The order in question is an appealable order and it is the bounden duty of the assessing authority to give reasons why a fourfold enhancement is made in the assessment of building tax on the petitioner's buildings. There is also nothing on record to indicate on what basis the annual value was fixed. Even the counter affidavit filed by the respondent does not disclose the basis on which the annual value is fixed for the enhancement of building tax from Rs. 16.20 to Rs, 64.80 for each of the four buildings, nor does it show the prior annual value or the annual value on the date of revision. 9. The decision by a quasi judicial authority without giving any reason in support of the same is one in violation of the principles of natural justice.
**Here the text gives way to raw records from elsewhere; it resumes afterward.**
PR #1153, opened 2018-09-07
core/local: Fix moves

sebn:
Stop doing magic like we did in v2, this could mess up with connectors &
sharings:

- Don't delete src when dst exists
- Let it crash on missing src
- Don't create missing dst parent
- Don't fallback to dst creation

Still allow identical rename.

### DIFF
--- a/core/local/index.js
+++ b/core/local/index.js
@@ -283,64 +283,54 @@ module.exports = class Local /*:: implements Side */ {
     log.info({path: doc.path}, 'Local assignNewRev = noop')
   }
 
-  // Move a file from one place to another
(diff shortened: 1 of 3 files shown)


sebn:
Remaining work:

- [ ] Fix move+overwrite
- [ ] Clean up history

sebn:
Let's see wether CI is green when rebased on #1160

sebn:
Build passes except packaging fails complaining about the content of `$TRAVIS_COMMIT_MESSAGE`.

sebn:
:ship:?

PR #1154, opened 2018-09-10
WIP: Remote analysis

sebn:


sebn:
The goal was to extract and remove all side-effects from the remote changes analysis function, to make it easier to test/change.

2nd commit is breaking flow unexpectedly (unit tests were expected to fail though since I just didn't move them yet). I'll try to quickly figure out why, falling back to a revert to the 1st commit.

sebn:
Random `Merge#moveFolder()` test failure fixing attempt in #1155

core/pouch.js
```diff
@@ -228,6 +228,12 @@ class Pouch {
     })
   }
 
+  async allByRemoteIds (remoteIds /*: * */) /* Promise<Metadata[]> */ {
+    const params = {keys: Array.from(remoteIds), include_docs: true}
```
aenario: mmmh, may be safer to split the array into a constant maximum batch size. But this can take place when we limit the change feed. Add a TODO ?

PR #1159, opened 2018-09-11
Fix executable flag handling on windows

aenario:
Ready to merge

### DIFF
--- a/core/metadata.js
+++ b/core/metadata.js
@@ -276,7 +276,7 @@ const makeComparator = (name, interestingFields) => {
   }
   return (one, two) => {
     const diff = deepDiff(one, two, filter)
-    log.trace({path: two.path, diff}, 'sameFolder')
+    log.trace({path: two.path, diff}, name)
     return !diff
   }
 }
--- a/core/metadata.js
+++ b/core/metadata.js
@@ -47,7 +47,7 @@ export type Metadata = {
   class?: string,
   docType: string,
   errors?: number,
-  executable?: true,
+  executable?: true|'na',
   updated_at: string|Date,
   mime?: string,
   moveTo?: string, // Destination id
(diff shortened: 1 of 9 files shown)


test/integration/update.js
```diff
@@ -81,6 +81,45 @@ describe('Update file', () => {
     })
   })
 
+  describe.only('executable change', () => {
```
sebn: oops

sebn:
Except for the exclusive test above, shouldn't we test more cases?
(I'm a bit uncomfortable trying to think about all the possible local / remote executable / not-executable / whatever file addition / permission update scenarios...)

test/integration/update.js
aenario: Fixed, added a commit to avoid repeting this mistake in the future : https://github.com/cozy-labs/cozy-desktop/pull/1159/commits/5a1caa66f8b86baa07808d612d4103f3d642812d

core/metadata.js
```diff
@@ -188,6 +189,18 @@ function invariants (doc /*: Metadata */) {
   }
 }
 
+function copyIfNull (doc /*: Metadata */, fields /*: Array<string> */, was /*: Metadata */) {
```
sebn: I even wonder whether we should actually list fields by hand instead of generalizing the logic inside this function.
E.g.:

- If no was, return
- Copy missing tags/remote/ino fields from was to doc (with default [] for tags)
- If doc is a file, copy missing executable field from was (honoring 'na')
  * if sameBinary, copy missing size, class & mime from was

And just call it at the beginning of every merge method...

sebn:
Maybe we should split the PR?

I mean:
- the `core/metadata: Fix comparator logging` and `Avoid mocha .only making it to master` commits should definitely ship right now, even directly on master.
- the merge refactoring & executable handling are both substential changes

core/metadata.js
sebn: We could maybe even include other fields this way (`_rev`, `moveFrom`...).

The contention urged by the learned counsel for the respondent that for the reason of an alternative remedy of appeal this court will not exercise its discretion under Art.226 of the Constitution in favour of the petitioner cannot be accepted as it is well settled that an alternative remedy is not a bar against the issue of a writ to quash an order passed in violation of the principles of natural justice. The result is I quash Ext. R1(d) order of the respondent-Executive Officer and the bill Ext.P3 issued on that basis. This does not preclude the respondent from determining the annual value and the tax due thereon afresh and in accordance with law. The Original Petition is allowed with costs.